Saved data entries
= = = =
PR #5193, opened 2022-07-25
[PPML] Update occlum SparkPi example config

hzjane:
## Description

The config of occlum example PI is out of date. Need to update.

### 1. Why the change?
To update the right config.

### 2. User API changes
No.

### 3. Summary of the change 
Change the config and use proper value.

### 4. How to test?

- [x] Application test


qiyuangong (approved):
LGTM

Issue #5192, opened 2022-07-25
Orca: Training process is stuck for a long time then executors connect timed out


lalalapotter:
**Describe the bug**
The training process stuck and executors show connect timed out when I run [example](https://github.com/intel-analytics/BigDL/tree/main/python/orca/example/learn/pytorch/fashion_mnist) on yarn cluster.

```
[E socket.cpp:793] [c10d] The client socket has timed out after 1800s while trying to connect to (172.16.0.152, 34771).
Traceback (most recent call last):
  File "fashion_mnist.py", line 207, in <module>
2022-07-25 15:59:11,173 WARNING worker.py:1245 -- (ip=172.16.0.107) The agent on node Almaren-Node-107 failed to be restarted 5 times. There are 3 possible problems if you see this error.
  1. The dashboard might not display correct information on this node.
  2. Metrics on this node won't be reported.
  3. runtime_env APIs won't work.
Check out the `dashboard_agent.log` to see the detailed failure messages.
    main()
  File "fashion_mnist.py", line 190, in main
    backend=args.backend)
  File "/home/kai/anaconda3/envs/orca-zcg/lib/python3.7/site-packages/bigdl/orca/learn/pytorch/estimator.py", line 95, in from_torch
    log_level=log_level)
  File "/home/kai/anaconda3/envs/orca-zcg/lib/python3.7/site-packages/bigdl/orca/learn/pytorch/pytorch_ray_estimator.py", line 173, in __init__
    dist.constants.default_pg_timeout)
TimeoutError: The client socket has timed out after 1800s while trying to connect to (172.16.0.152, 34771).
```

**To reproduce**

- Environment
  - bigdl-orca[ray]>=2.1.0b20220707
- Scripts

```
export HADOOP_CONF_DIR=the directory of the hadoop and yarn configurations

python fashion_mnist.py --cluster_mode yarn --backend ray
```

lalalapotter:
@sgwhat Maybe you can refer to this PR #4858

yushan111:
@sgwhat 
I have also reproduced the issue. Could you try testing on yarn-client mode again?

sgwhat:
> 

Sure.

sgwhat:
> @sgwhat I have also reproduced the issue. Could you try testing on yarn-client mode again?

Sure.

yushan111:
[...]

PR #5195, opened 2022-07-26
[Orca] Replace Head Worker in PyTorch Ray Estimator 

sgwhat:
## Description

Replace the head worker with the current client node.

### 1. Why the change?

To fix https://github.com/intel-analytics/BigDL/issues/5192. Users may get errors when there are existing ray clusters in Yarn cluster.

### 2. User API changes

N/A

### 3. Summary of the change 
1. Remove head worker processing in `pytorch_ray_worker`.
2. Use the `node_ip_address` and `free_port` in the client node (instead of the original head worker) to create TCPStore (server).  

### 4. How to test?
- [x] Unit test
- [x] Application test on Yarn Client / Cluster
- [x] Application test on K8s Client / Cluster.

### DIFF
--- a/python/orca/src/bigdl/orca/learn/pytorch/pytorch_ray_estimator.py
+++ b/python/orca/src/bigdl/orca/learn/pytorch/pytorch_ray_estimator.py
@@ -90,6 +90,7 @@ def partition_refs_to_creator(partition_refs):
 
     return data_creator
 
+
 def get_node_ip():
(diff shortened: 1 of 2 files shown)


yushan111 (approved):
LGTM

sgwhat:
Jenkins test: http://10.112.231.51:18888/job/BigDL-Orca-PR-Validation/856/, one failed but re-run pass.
= = = =
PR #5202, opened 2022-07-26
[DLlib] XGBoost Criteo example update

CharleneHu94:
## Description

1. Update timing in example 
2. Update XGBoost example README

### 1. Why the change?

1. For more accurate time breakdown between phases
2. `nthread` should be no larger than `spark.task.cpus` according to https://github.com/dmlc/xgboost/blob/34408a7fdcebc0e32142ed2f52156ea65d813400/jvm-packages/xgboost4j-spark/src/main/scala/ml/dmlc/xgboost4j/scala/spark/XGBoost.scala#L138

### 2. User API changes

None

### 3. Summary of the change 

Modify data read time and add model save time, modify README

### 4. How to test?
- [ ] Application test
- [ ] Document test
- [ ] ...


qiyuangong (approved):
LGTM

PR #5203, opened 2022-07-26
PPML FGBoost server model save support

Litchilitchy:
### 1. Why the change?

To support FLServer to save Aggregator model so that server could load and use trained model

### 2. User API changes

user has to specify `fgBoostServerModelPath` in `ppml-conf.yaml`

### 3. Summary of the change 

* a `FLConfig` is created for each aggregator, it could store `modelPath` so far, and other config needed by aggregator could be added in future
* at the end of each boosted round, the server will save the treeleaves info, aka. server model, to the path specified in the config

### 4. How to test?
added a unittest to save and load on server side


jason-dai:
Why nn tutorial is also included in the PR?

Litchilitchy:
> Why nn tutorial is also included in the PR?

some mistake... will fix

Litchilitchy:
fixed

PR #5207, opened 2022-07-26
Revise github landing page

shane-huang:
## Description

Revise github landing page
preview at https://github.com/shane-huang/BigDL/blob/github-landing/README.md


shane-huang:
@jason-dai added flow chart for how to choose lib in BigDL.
= = = =
- [Try it]:
Bring together every line in the entries that holds the string "packages".

- [Task output]:
  File "/home/kai/anaconda3/envs/orca-zcg/lib/python3.7/site-packages/bigdl/orca/learn/pytorch/estimator.py", line 95, in from_torch
  File "/home/kai/anaconda3/envs/orca-zcg/lib/python3.7/site-packages/bigdl/orca/learn/pytorch/pytorch_ray_estimator.py", line 173, in __init__
2. `nthread` should be no larger than `spark.task.cpus` according to https://github.com/dmlc/xgboost/blob/34408a7fdcebc0e32142ed2f52156ea65d813400/jvm-packages/xgboost4j-spark/src/main/scala/ml/dmlc/xgboost4j/scala/spark/XGBoost.scala#L138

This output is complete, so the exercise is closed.